Tier 1 — implemented

fit_proxymix() top-level dispatcher with three fitting regimes: "moment" (closed-form moment matching), "sample" (classical EM on i.i.d. samples), and "kld" (importance-sampled KLD-EM against an evaluable-only target density). The "auto" regime picks the cheapest applicable regime from the structure of the supplied gmm_target.
S7 class hierarchy: gmm_target, gmm_fit, is_proposal, with print() / format() methods and validators.
Closed-form GMM operators in gmm_ops.R: dgmm(), rgmm(), gmm_marginalise(), gmm_conditionalise() (Schur complement), gmm_kld() (Monte Carlo estimator with variational upper / lower bounds for sanity).
Importance-sampling proposals in proposals.R: is_uniform(), is_mvn(), is_mvt(); all wrap a is_proposal instance.
Diagnostics: kld_trace(), ess_trace(), hellinger_mc(), bic_aic().
Multi-start best-of (Karlis & Xekalaki) initialisation in init.R, plus init_random(), init_kmeans(), init_moment_seed().
Built-in target factories used in the vignettes: banana_target(), donut_target(), mixture_target(), plus the from-samples and from-function constructors gmm_target_from_samples() and gmm_target().
Four vignettes: quickstart, three_regimes, density_shapes (the wedge demonstration), and roadmap (Tier-2 stubs).

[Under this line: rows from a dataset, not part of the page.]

PR #2501, opened 2020-05-11
Work around pylint 2.5.0 issue with _ in warning id

VladimirSlavik:
Pylint 2.5.0 chokes on disable pragmas that contain `_`. See https://github.com/PyCQA/pylint/issues/3604

*This does NOT fix all errors after upgrading to pylint 2.5.0, only one of them.*

### DIFF
--- a/anaconda.py
+++ b/anaconda.py
@@ -376,7 +376,8 @@ if __name__ == "__main__":
             # The module-level _() calls are ok here because the language may
             # be set from the live environment in this case, and anaconda's
             # language setup hasn't happened yet.
-            # pylint: disable=found-_-in-module-class
+            # FIXME: change the line below back to found-_-in-module-class once it works in pylint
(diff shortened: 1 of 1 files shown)


VladimirSlavik:
@bcl just a heads up - this might hit you too, I've seen the same line in pykickstart.

anaconda.py
```diff
@@ -376,7 +376,7 @@ def setup_environment():
             # The module-level _() calls are ok here because the language may
             # be set from the live environment in this case, and anaconda's
             # language setup hasn't happened yet.
-            # pylint: disable=found-_-in-module-class
+            # pylint: disable=W9902
```
jkonecny12, line 379: Please add a fixme to set this back to the name because we want to get rid of these ID's which don't give you a hint about what is ignored.

VladimirSlavik: Done!

PR #2502, opened 2020-05-12
Create a DBus proxy of the DNF module

poncovka:
An instance of class DNFPayload can access its DBus counterpart via the property
proxy. The property will be eventually moved to the class Payload and created
for each type of the payload.

Refactorize the DBus API for working with payload modules. The current design
is based on the API for the partitioning modules.

### DIFF
--- a/pyanaconda/ui/lib/payload.py
+++ b/pyanaconda/ui/lib/payload.py
@@ -1,0 +1,61 @@
+#
+# Copyright (C) 2020  Red Hat, Inc.
+#
+# This copyrighted material is made available to anyone wishing to use,
+# modify, copy, or redistribute it subject to the terms and conditions of
+# the GNU General Public License v.2, or (at your option) any later version.
+# This program is distributed in the hope that it will be useful, but WITHOUT
+# ANY WARRANTY expressed or implied, including the implied warranties of
+# MERCHANTABILITY or FITNESS FOR A PARTICULAR PURPOSE.  See the GNU General
+# Public License for more details.  You should have received a copy of the
+# GNU General Public License along with this program; if not, write to the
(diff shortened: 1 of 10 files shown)


pyanaconda/ui/lib/payload.py
```diff
@@ -0,0 +1,58 @@
+#
```
jkonecny12, line 1: I think this code should be somewhere in the `/pyanaconda/payload` not UI code.

pyanaconda/ui/lib/payload.py
```diff
@@ -0,0 +1,58 @@
...
+    object_path = payloads_proxy.CreatePayload(payload_type)
+
+    if activate:
+        payloads_proxy.ActivatePayload(object_path)
+
+    return PAYLOADS.get_proxy(object_path)
+
+
+def get_payload(payload_type=PAYLOAD_TYPE_DNF):
+    """Get a payload of the specified type.
```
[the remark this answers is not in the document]
poncovka: Fixed.

pyanaconda/ui/lib/payload.py
poncovka: `pyanaconda.payload` will be removed. We usually put these functions to `pyanaconda.core` when they are shared with modules or to `pyanaconda.ui.lib` when they are used only by the UI. Look at `pyanaconda.ui.lib.storage` and `pyanaconda.ui.lib.users`.

poncovka: It is true, that we might want to merge `pyanaconda.ui.lib` with `pyanaconda.core`.

jkonecny12: OK, thanks for explanation.

PR #2503, opened 2020-05-12
Add ISOPath API to Hard drive payload source

jkonecny12:
This API will return name of the ISO. It's a replacement for `dnf.payload.ISO_image` to get name of the ISO to GUI.

### DIFF
--- a/pyanaconda/modules/payloads/source/harddrive/harddrive.py
+++ b/pyanaconda/modules/payloads/source/harddrive/harddrive.py
@@ -52,7 +52,7 @@ class HardDriveSourceModule(PayloadSourceBase, RPMSourceMixin):
         self._iso_mount = MountPointGenerator.generate_mount_point(
             self.type.value.lower() + "-iso"
         )
-        self._uses_iso_mount = False
+        self._iso_name = ""
 
     @property
     def type(self):
@@ -160,12 +160,13 @@ class HardDriveSourceModule(PayloadSourceBase, RPMSourceMixin):
         :rtype: [Task]
         """
         tasks = []
-        if self._uses_iso_mount:
+        if self._iso_name:
             tasks.append(TearDownMountTask(self._iso_mount))
         tasks.append(TearDownMountTask(self._device_mount))
         return tasks
 
     def _handle_setup_task_result(self, task):
         result = task.get_result()
-        self._install_tree_path, self._uses_iso_mount = result
+        self._install_tree_path = result.install_tree_path
+        self._iso_name = result.iso_name
         log.debug("Hard drive install tree path is set to '%s'", self._install_tree_path)
--- a/pyanaconda/modules/payloads/source/harddrive/harddrive.py
+++ b/pyanaconda/modules/payloads/source/harddrive/harddrive.py
@@ -55,6 +55,11 @@ class HardDriveSourceModule(PayloadSourceBase, RPMSourceMixin):
         self._iso_name = ""
 
     @property
+    def is_iso_mounted(self):
+        """Is ISO file mounted from set up task?"""
+        return bool(self._iso_name)
+
+    @property
     def type(self):
         """Get type of this source."""
         return SourceType.HDD
@@ -160,7 +165,7 @@ class HardDriveSourceModule(PayloadSourceBase, RPMSourceMixin):
         :rtype: [Task]
         """
         tasks = []
-        if self._iso_name:
+        if self.is_iso_mounted:
             tasks.append(TearDownMountTask(self._iso_mount))
         tasks.append(TearDownMountTask(self._device_mount))
         return tasks
--- a/pyanaconda/modules/payloads/source/harddrive/harddrive.py
+++ b/pyanaconda/modules/payloads/source/harddrive/harddrive.py
@@ -24,6 +24,7 @@ from pykickstart.errors import KickstartParseError
 from pyanaconda.anaconda_loggers import get_module_logger
 from pyanaconda.core.i18n import _
 from pyanaconda.core.signal import Signal
+from pyanaconda.core.util import join_paths
 from pyanaconda.modules.common.structures.payload import RepoConfigurationData
 from pyanaconda.modules.payloads.constants import SourceType, SourceState
 from pyanaconda.modules.payloads.source.source_base import PayloadSourceBase, RPMSourceMixin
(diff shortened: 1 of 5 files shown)


pyanaconda/modules/payloads/source/harddrive/harddrive.py
```diff
@@ -160,12 +166,24 @@ def tear_down_with_tasks(self):
         :rtype: [Task]
         """
         tasks = []
-        if self._uses_iso_mount:
+        if self.is_iso_mounted:
             tasks.append(TearDownMountTask(self._iso_mount))
         tasks.append(TearDownMountTask(self._device_mount))
         return tasks
 
+    def iso_path(self):
```
poncovka, line 174: Same here.

pyanaconda/modules/payloads/source/harddrive/initialization.py
```diff
@@ -51,8 +57,8 @@ def run(self):
         order again.
 
         :raise: SourceSetupError
-        :return: path to the install tree
-        :rtype: str
+        :return: named tuple with path to the install tree and name of ISO if set or empty string
+        :rtype: namedtuple("SetupHardDriveResult", ["install_tree_path", "iso_name"])
```
poncovka, line 61: I think it should be enough to specify the type as an instance of `SetupHardDriveResult`.

pyanaconda/modules/payloads/source/harddrive/initialization.py
```diff
@@ -71,9 +72,15 @@ def run(self):
...
 
-        if find_and_mount_iso_image(full_path_on_mounted_device, self._iso_mount):
-            return self._iso_mount, True
-        elif verify_valid_installtree(full_path_on_mounted_device):
+        iso_name = find_first_iso_image(full_path_on_mounted_device)
+
+        full_path_to_iso = join_paths(full_path_on_mounted_device, iso_name)
+
+        if iso_name:
+            if mount_iso_image(full_path_to_iso, self._iso_mount):
```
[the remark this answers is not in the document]
jkonecny12: Because the second one is a function doing an actual work. It seems easy to miss that if it's an "complicated" `if` statement.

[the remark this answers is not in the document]
VladimirSlavik: Thanks! To be honest, to me this also looks more readable than one line with AND... So I'm not exactly agreeing with the thumbs up I got ;-)

(It's fascinating how much of "engineering" can be perception and opinion-driven.)

pyanaconda/modules/payloads/source/harddrive/harddrive.py
```diff
@@ -170,6 +171,17 @@ def tear_down_with_tasks(self):
...
+        """Get path to the ISO from the partition root.
+
+        This could be an empty string if the source is pointing to
+        installation tree instead of ISO.
+
+        :return: path to the ISO or empty string if no ISO is involved
+        :rtype: str
+        """
+        return join_paths(self.directory, self._iso_name)
```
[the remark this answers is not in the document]
jkonecny12: Ahh, good point. I will add condition if `_iso_name` is empty to return an empty string.

pyanaconda/modules/payloads/source/harddrive/harddrive_interface.py
```diff
@@ -52,3 +52,11 @@ def Partition(self) -> Str:
     def SetPartition(self, partition: Str):
         """Set the partition containing the repository."""
         self.implementation.set_device(partition)
+
+    def IsoPath(self) -> Str:
```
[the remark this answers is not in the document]
jkonecny12: Fixed.

pyanaconda/modules/payloads/source/harddrive/harddrive.py
jkonecny12: Fixed.

pyanaconda/modules/payloads/source/harddrive/initialization.py
jkonecny12: Fixed.

pyanaconda/modules/payloads/source/harddrive/harddrive.py
```diff
@@ -54,6 +54,11 @@ def __init__(self):
         )
         self._iso_name = ""
 
+    @property
+    def is_iso_mounted(self):
```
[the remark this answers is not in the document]
jkonecny12: We can change this in future. But in general I've rather add code than comment to the code. 

For me it's much self explanation to use:
```
if self.is_iso_mounted:
```
than
```
if self._iso_name:
```

The first is check if the iso is mounted so I can react to that.
The second one is check if the iso name is set what can have several reasons so I don't know how to approach this when reading the code. I know it can be explained by comment but then you are using explanation of your code instead of changing the code to be self-explanatory. 

But yes, I agree that both approaches have the same result here. I just like the second one more.

jkonecny12:
**UPDATED:**
* Implemented notes from @VladimirSlavik and @poncovka . Thanks for your suggestions!

tests/nosetests/pyanaconda_tests/module_source_harddrive_test.py
```diff
@@ -122,23 +135,22 @@ def ready_state_test(self, ismount):
...
         ismount.assert_called_once_with(self.module._device_mount)
 
-
     def return_handler_test(self):
         """Hard drive source setup result propagates back."""
         task = _create_setup_task()
         # Test only the returning. To do that, fake what the magic in start() does.
         # Do not run() the task at all, less mocking needed that way.
-        task._set_result((iso_mount_location, True))
+        task._set_result(SetupHardDriveResult(iso_mount_location, "iso_name.iso"))
```
VladimirSlavik, line 149: An explicit test for the inverse situation, where you'd call `_set_result` with the second string empty, is missing. I believe that's why you didn't catch the "always true" problem.  Coverage is 100%, so the code path is taken in some other test. 

Maybe you could add the assert for `is_iso_mounted==False` in `success_find_dir_test`? And then also for `is_iso_mounted==True` in `success_find_iso_test`.

jkonecny12: > An explicit test for the inverse situation, where you'd call _set_result with the second string empty, is missing. I believe that's why you didn't catch the "always true" problem. 

Good point I'll extend that test.

> Coverage is 100%, so the code path is taken in some other test.

Coverage is 100% because I've added this test part when fixing this.
https://github.com/rhinstaller/anaconda/pull/2503/files#diff-74093229cac143f46d63bb39fee26e08R98

> Maybe you could add the assert for is_iso_mounted==False in success_find_dir_test? And then also for is_iso_mounted==True in success_find_iso_test.

I'm not sure I follow you here. I can't check `is_iso_mounted` because these tests are working with task only. Module/Interface is not involved as far as I know.

jkonecny12:
**UPDATED:**
* Add new test for return handler without ISO image situation.
* Improve return handler tests. They are not using private methods anymore.

tests/nosetests/pyanaconda_tests/module_source_harddrive_test.py
VladimirSlavik: Sorry, my bad, I only skimmed that part.

PR #2873, opened 2020-09-29
Document the mount points of the target system

poncovka:
We should document the difference between /mnt/sysroot and /mnt/sysimage.

### DIFF
--- a/docs/index.rst
+++ b/docs/index.rst
@@ -25,4 +25,5 @@ Contents:
    multipath
    list-harddrives
    sysconfig-file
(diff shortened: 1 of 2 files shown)


VladimirSlavik (approved):
Looks good to me. Thank you!

VladimirSlavik:
It might be useful to add also something about the source-specific mount points. But I don't think that's a requirement, IMO the PR is pretty useful already as such.

jkonecny12 (approved):
LGTM!

PR #2875, opened 2020-09-30
Drop obsolete Py_Initialize link check in configure

martinpitt:
Current Python 3 does not link extensions to libpython3.so any more [1],
`and consequently `pkg-config --libs python3` is empty. This causes the
"Checking for Python libraries" check to always fail, resulting in a
scary message

    *** Anaconda encountered the following issues during configuration:
    Unable to use python library

    *** Anaconda will not successfully build without these missing dependencies

The build will still work anyway though, and pyanaconda does not link to
libpython3 either, so the check is superfluous, obsolete, and always
fails anyway.

[1] https://bugs.python.org/issue21536

### DIFF
--- a/configure.ac
+++ b/configure.ac
@@ -86,17 +86,7 @@ AC_CHECK_LIB([audit], [audit_open], [:],
 AM_PATH_PYTHON(python_required_version)
 
 # Check for the python extension paths
-PKG_CHECK_MODULES([PYTHON3], [python3], [
-    LIBS_save="$LIBS"
-    LIBS="$LIBS $PYTHON3_LIBS"
-    AC_MSG_CHECKING([Python libraries])
-    AC_TRY_LINK_FUNC([Py_Initialize], 
-                     [AC_MSG_RESULT([yes])], 
-                     [AC_MSG_RESULT([no])
-                      ANACONDA_SOFT_FAILURE([Unable to use python library])])
-    LIBS="$LIBS_save"
-    ],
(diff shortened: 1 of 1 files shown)


martinpitt:
The same message [happens in Koji as well](https://kojipkgs.fedoraproject.org//packages/anaconda/34.7/1.fc34/data/logs/x86_64/build.log). This was a bit scary for me as first-timer,  took a while to realize that it's harmless.

martinpitt:
Can someone please guide me about the [packit failure](https://prod.packit.dev/srpm-build/8027/logs)? The log looks like the build environment doesn't have python3-devel installed. We still need the `PKG_CHECK_MODULES([PYTHON3], [python3])` check, as pyanaconda requires `PYTHON3_CFLAGS` at least. But that packit log looks entirely different from e. g. PR #2874 ([log](https://console-testing-farm.apps.ci.centos.org/pipeline/cf39eaeb-8096-40a4-b2e4-c75b2a4fb9f6)).

martinpitt:
It seems we want to run `make release` in packit, need `./configure` to do that, but its environment does not install build dependencies. In master, ./configure will succeed and just print the warning. This isn't really nice, but also doesn't hurt that much, so let's just go back to that. Fix pushed.

poncovka (approved):
Looks good to me. Thanks!

jkonecny12 (approved):
Thanks a lot for fixing this. It was on my TODO list deeply hidden for a long time. LGTM!

PR #2877, opened 2020-09-30
Set up proxy environmental variables with a function

poncovka:
Move the code that sets up the proxy environmental variables into a new function
`set_up_proxy_variables` in startup utils. Call this function before we start the
DBus modules, so the environment of the modules has these variables set.

### DIFF
--- a/anaconda.py
+++ b/anaconda.py
@@ -332,7 +332,6 @@ if __name__ == "__main__":
     from pyanaconda import startup_utils
     from pyanaconda import rescue
     from pyanaconda import geoloc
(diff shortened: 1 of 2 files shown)


poncovka:
Jenkins, test this please.

jkonecny12 (changes requested):
Could you please explain me the reasoning behind this. I can't image a reason to have configuration option for proxy settings because proxy is dependent on where the computer is placed and not about by what you are doing the installation.

poncovka:
In progress.

poncovka:
Updated.

jkonecny12 (approved):
Looks good to me now. Thanks!

PR #2879, opened 2020-10-01
Fix show missing inst. prefix warning appropriately

jkonecny12:
The original solution removed the inst. prefix before it went to the cmdline options parsing. That way the code couldn't react appropriately on missing inst. prefix.

*Resolves: rhbz#1875561*

### DIFF
--- a/pyanaconda/core/kernel.py
+++ b/pyanaconda/core/kernel.py
@@ -24,6 +24,11 @@ from pyanaconda.core.constants import CMDLINE_APPEND, CMDLINE_LIST, CMDLINE_FILE
 __all__ = ['KernelArguments', 'kernel_arguments']
 
 
+# options might have the inst. prefix (used to differentiate
+# boot options for the installer from other boot options)
+BOOT_ARG_PREFIX = "inst."
+
+
 class KernelArguments():
     """The kernel arguments.
 
@@ -32,6 +37,7 @@ class KernelArguments():
 
     def __init__(self):
         self._data = OrderedDict()
+        self._args_with_prefix = set()
 
     @classmethod
     def from_defaults(cls):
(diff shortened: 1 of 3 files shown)


tests/nosetests/pyanaconda_tests/kernel_test.py
```diff
@@ -27,7 +27,8 @@ def value_retrieval_test(self):
         """KernelArguments value retrieval test."""
 
         ka = KernelArguments.from_string(
-            "blah foo=anything bar=1 baz=0 nowhere nothing=indeed beep=off derp=no nobody=0")
+            "inst.blah foo=anything inst.bar=1 baz=0 nowhere inst.nothing=indeed beep=off "
+            "derp=no nobody=0")
```
VladimirSlavik, line 31: Any reason to change this if you're changing neither the code nor the test?

pyanaconda/core/kernel.py
```diff
@@ -162,5 +169,18 @@ def items(self):
         """
         return self._data.items()
 
+    def items_raw(self):
+        """Return an iterator over all arguments in their raw form (with prefixes).
+
+        TODO: DO NOT USE THIS METHOD! This workaround will be removed
+              when 'inst.' prefix is not supported.
```
VladimirSlavik, line 176: ...lack of... ?

VladimirSlavik (changes requested):
I think you might want to clean this up a bit? Otherwise ready to ack the main idea.

poncovka (approved):

pyanaconda/core/kernel.py
```diff
@@ -32,6 +37,7 @@ class KernelArguments():
 
     def __init__(self):
         self._data = OrderedDict()
+        self._prefixes = set()
```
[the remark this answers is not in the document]
poncovka: Or `_has_prefix`?

tests/nosetests/pyanaconda_tests/kernel_test.py
jkonecny12: Because it's more appropriate. Before the change we won't test that the prefix is correctly removed.

pyanaconda/core/kernel.py
```diff
@@ -162,5 +169,18 @@ def items(self):
...
+    def items_raw(self):
+        """Return an iterator over all arguments in their raw form (with prefixes).
+
+        TODO: DO NOT USE THIS METHOD! This workaround will be removed
+              when 'inst.' prefix is not supported.
+        """
+        for key, val in self._data.items():
+            if key in self._prefixes:
+                yield ("{}{}".format(BOOT_ARG_PREFIX, key), val)
+                continue
```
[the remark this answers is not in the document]
jkonecny12: Without the `continue` statement it will yield `inst.stage2` and then `stage2` because it won't take next item from the loop but return on the same place and take the value from 2 lines below.

pyanaconda/core/kernel.py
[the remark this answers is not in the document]
jkonecny12: I changed this to ``args_with_prefix``

pyanaconda/core/kernel.py
jkonecny12: Fixed.

VladimirSlavik (approved):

Tier 2 — provisioned stubs only

The following functions ship with stable signatures, full documentation, and signature-stability tests; the body raises a "not yet implemented" condition with a pointer to vignettes/roadmap.Rmd.

from_kde() — KDE to GMM proxy via KLD-EM.
from_aggregate_likelihood() — aggregate-likelihood downscaling (Sejdinovic et al. kernel-downsizing framework).
fit_kld_em_collider() — KLD-EM under DAG-implied conditional independence constraints.
to_apsim_scenarios() — Gaussian-mixture samples to APSIM scenario tables.
from_simulator() — wrap an expensive simulator as a gmm_target via kernel-density or empirical-likelihood bridges.

Tier 3 — deferred (not in scope)

Adaptive importance sampling, variational boosting, normalising-flow proposals, Stan / INLA inter-operation.